The ideation stage uses intelligent batching to generate multiple scenarios in single API calls, achieving 10-20x speedups compared to sequential generation. The pipeline automatically downloads transcript files to a local directory when using Weights & Biases, which you can then point the viewer to for browsing. The included interactive transcript viewer provides a web interface for reviewing conversation flows, judgment scores, and filtering results.

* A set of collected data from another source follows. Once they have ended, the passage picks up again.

PR #1698, opened 2019-05-08
FIX for IAE "key can't be empty"  in System.getProperty() 

rPraml:
*How to reproduce*
use a property placeholder like `${}` somewhere in the config file

### DIFF
--- a/src/main/java/io/ebean/config/properties/PropertyEval.java
+++ b/src/main/java/io/ebean/config/properties/PropertyEval.java
@@ -58,7 +58,9 @@ final class PropertyEval {
 	 * or existing an property in SystemProperties itself.
 	 */
 	private static String evaluateExpression(String exp) {
-
+	    if (exp.isEmpty()) {
+	        return null;
+	    }
 		if (isJndiExpression(exp)) {
 			// JNDI property lookup...
 			String val = getJndiProperty(exp);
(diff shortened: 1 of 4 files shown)


rPraml:
@rbygrave changed file should be reformatted, as it uses tabs instead of spaces

rbygrave:
Why do we think `${}` is valid ?  Should it not through an IAE ?

rPraml:
I use it for collation setting. e.g. `lcase(${})` which will be translated to an `order by lcase(property)` statement.
See: https://github.com/ebean-orm/ebean/blob/master/src/main/java/io/ebean/OrderBy.java#L336
(maybe the `${}` placeholder was not the best choice here)

rbygrave:
I'm confused.  OrderBy uses StringHelper but not PropertyEval so I don't see how the suggested change impacts OrderBy ?

rPraml:
I have one config file (spring application.properties) where all the config parameters are set. (ebean.*, spring.*, de.foconis.*)
I initialize the ServerConfig with config.loadFromProperties(applicationProperties)
So, if there is any property containing a ${} (in my case something like `de.foconis.customOrderByCollation=lcase(${})`) , PropertiesLoader.eval fails.
I would expect that PropertiesLoader.eval leaves the string untouched, if the property could not be resolved and no default value exists.

rbygrave:
We need a test case for this.

rbygrave:
Oh, in this case we are loading properties into ServerConfig that are not expected to be used by ServerConfig ... but instead used by the application - **all** the properties are going into ServerConfig regardless.

I see.

> maybe the ${} placeholder was not the best choice here

Right, because in the application properties sense `${}` doesn't make sense.

rPraml:
I have provided a test case. The main issue is, that properties that are not ebean related will prohibit ebean from start.
Note that you often have no control what strings are in the property files.

rbygrave:
Ok, I've pushed the change with a test.  We can close this PR (fixed in master).

PR #1699, opened 2019-05-08
Fix: equals() and hashCode() in ModifyAwareXXX

rPraml:
This adds equals (and correct) hashCode to ModifyAwareList/Set/Map, so that they are equals with an other collection, that contains the same elements


rbygrave:
Cool - thanks.

Issue #5, opened 2024-10-13
🐛 [BUG] - Not viewed counter doesn't display large number 


majestyck:
### Description

When there is a big number, it doesn't get displayed correctly. Here for example, it should display 390 but hasn't enough space To do it

This issue doesn't occur on horizontal layout

### Screenshots

![Screenshot_2024-10-13-11-31-48-01_8932e2da1be34319ec0a30b28399191a](https://github.com/user-attachments/assets/8d2c19d3-6611-4d67-9eb3-f45435ee58ca)

### Platform

Android

### App Version

0.2.3

PR #8, opened 2024-10-13
[Bugfix] Fix display large numbers

DenixJG:
Fix the error when display large numbers #5 

Example: 
image

The numbers in the example image was random generated.


PartyDonut (approved):
Looks good to me, thanks for the help!

And congratulations on being the first contributor.

Issue #6, opened 2024-10-13
🐛 [BUG] - Status bar get merged with the content


majestyck:
### Description

When you scroll down into a page, there is no padding to prevent the status bar to be merged with the content 

### Reproduction steps

```bash
1. Go to any page
2. Scroll down a little
3. The status bar will be merged into the content
```

### Screenshots

![Screenshot_2024-10-13-11-25-37-60_8932e2da1be34319ec0a30b28399191a](https://github.com/user-attachments/assets/c4fab4d1-3ba3-4f8f-9023-37a70ad7ecdc)
![Screenshot_2024-10-13-11-26-35-67_8932e2da1be34319ec0a30b28399191a](https://github.com/user-attachments/assets/1968a0d8-5b0c-4c78-af51-dab09fa20db5)

### Platform

Android

### App Version

0.2.3

PR #9, opened 2024-10-13
[Bugfix] Wrap body in SafeArea for improved layout

DenixJG:
Wrapped the `body` widget in a `SafeArea` widget to prevent content from being obscured by notches, status bars, or other screen intrusions. #6

### DIFF
--- a/lib/screens/shared/detail_scaffold.dart
+++ b/lib/screens/shared/detail_scaffold.dart
@@ -85,149 +85,151 @@ class _DetailScaffoldState extends ConsumerState<DetailScaffold> {
         },
         backgroundColor: Theme.of(context).colorScheme.surface,
         extendBodyBehindAppBar: true,
-        body: Stack(
-          children: [
-            SingleChildScrollView(
-              physics: const AlwaysScrollableScrollPhysics(),
-              child: Stack(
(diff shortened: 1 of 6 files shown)


PartyDonut:
Thanks for the PR. 
While this would fix the issue, some of the overlapping of the statusbar is by design. For desktop (and probably mobile in some cases) it would look strange.
Wrapping the nestedScaffold with a safe area changes padding in pretty much the entire app. Preferable this would only fix the problem for the sync_item_details.dart pop-up.

screenshot

PartyDonut (changes requested):
Thanks for the PR. 
While this would fix the issue, some of the overlapping of the statusbar is by design. For desktop (and probably mobile in some cases) it would look strange.
Wrapping the nestedScaffold with a safe area changes padding in pretty much the entire app. Preferable this PR would only fix the problem for the sync_item_details.dart pop-up.

screenshot

DenixJG:
Thank you for the feedback!

I had considered that the overlapping might have been intentional, but I do agree that it can feel a bit off in some sections. I'll take a closer look at adjusting the fix specifically for the sync_item_details.dart pop-up to avoid affecting other areas of the app.

PR #16, opened 2024-10-14
Add libmpv-dev to Linux workflow to fix compilation

bazzadazza72:
Hi there,

I managed to boil down the compilation issues to only Android and iOS, the former returning the error `Cannot use @TaskAction annotation on method IncrementalTask.taskAction$gradle_core() because interface org.gradle.api.tasks.incremental.IncrementalTaskInputs is not a valid parameter to an action method.` (the Kotlin version was also out of date, spewing dependency errors into the run log, that has since been fixed, I hope), and the latter returning the `No Team Found in Archive` error during the IPA export. The main build workflow has been deleted and replaced with separate workflows for compiling on desktop, mobile and GitHub Pages.

Feel free to test out my changes and if you have any issues, let me know. If you still want to collate the GH actions into a single file, I'd be happy to do it once the Android and iOS compilation issues are fixed.

<sub>Sorry for the amount of commits and the long rant. I was doing some experimenting, and there were some things that worked and some that didn't. This is my first foray into app development and there were some spots where I didn't know what I was doing.</sub>

### DIFF
--- a/.github/workflows/build.yml
+++ b/.github/workflows/build.yml
@@ -198,38 +198,38 @@ jobs:
           name: ${{ env.PACKAGE_NAME }}
           path: build/macos/Build/Products/Release/${{ env.PACKAGE_NAME }}.dmg
 
-  # build-linux:
-  #     runs-on: ubuntu-latest
+  build-linux:
+      runs-on: ubuntu-latest
 
-  #     steps:
-  #       - name: Checkout repository
-  #         uses: actions/checkout@v4.1.1
+      steps:
+        - name: Checkout repository
+          uses: actions/checkout@v4.1.1
 
-  #       - name: Set up Flutter
-  #         uses: subosito/flutter-action@v2.16.0
-  #         with:
-  #           channel: ${{ vars.FLUTTER_CHANNEL }}
-  #           flutter-version: ${{ vars.FLUTTER_VERSION }}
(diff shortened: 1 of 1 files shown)


PartyDonut (changes requested):
Thanks for taking your time to fix the build issues. 

What issues did you encounter with the Android build? 
For this repository it works fine at the moment.

Lets also include just the changes for the linux part of the build.yaml. Considering that the build will (or should atleast) always upload all the platforms.

bazzadazza72:
The only issue I encountered during the Android build was the error I mentioned in my first comment, other than the out-of-date Kotlin version.

I was performing my builds in a fork I created, without any secrets or environment variables, so that very well could be my issue.

I'll fix the Linux deployment, and if there's anything else you want me to change, I'm all ears.

bazzadazza72:
Sorry 'bout that, I definitely did not mean to close that.

Anywho, I've added `libmpv-dev` as a dependency to the Linux build, again, if there's anything else you need done, I'm all ears.

PartyDonut (approved):

PartyDonut:
Thanks for the help, for things to pick-up you can always try picking up one of the issues or features (not sure how experienced you are?)

Otherwise testing out the app and reporting bugs always helps.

Complementary Tool to Petri

Bloom complements Anthropic’s Petri, another open-source auditing tool released earlier. While Petri takes user-specified scenarios and scores many behavioral dimensions to flag concerning instances, Bloom takes a single behavior and automatically generates many scenarios to quantify how often it occurs. Petri performs broad behavioral profiling to surface unexpected issues, whereas Bloom conducts targeted deep-dives into specific behaviors researchers want to measure. Together, they provide complementary approaches to AI safety evaluation—one exploratory, the other confirmatory.

Practical Applications and Limitations

Using Bloom, Anthropic’s research team developed the four benchmark evaluations in just a few days each—a process that typically requires weeks of manual effort. The tool allows safety researchers to rapidly iterate on evaluation designs without engineering custom test harnesses. However, Bloom inherits limitations from its reliance on AI evaluators. The judgment agent may miss subtle instances of the target behavior or hallucinate behavior presence where none exists. Cross-validation with human raters remains important for high-stakes evaluations.

The framework also requires careful prompt engineering in the configuration file to achieve reliable results. Poorly specified behaviors or ambiguous example transcripts can lead to evaluation suites that fail to elicit the intended behavior or generate scenarios too easy for models to recognize and avoid. Researchers should validate small pilot runs before scaling to full evaluation suites. The GitHub repository includes sample seed files to help users get started with effective configurations.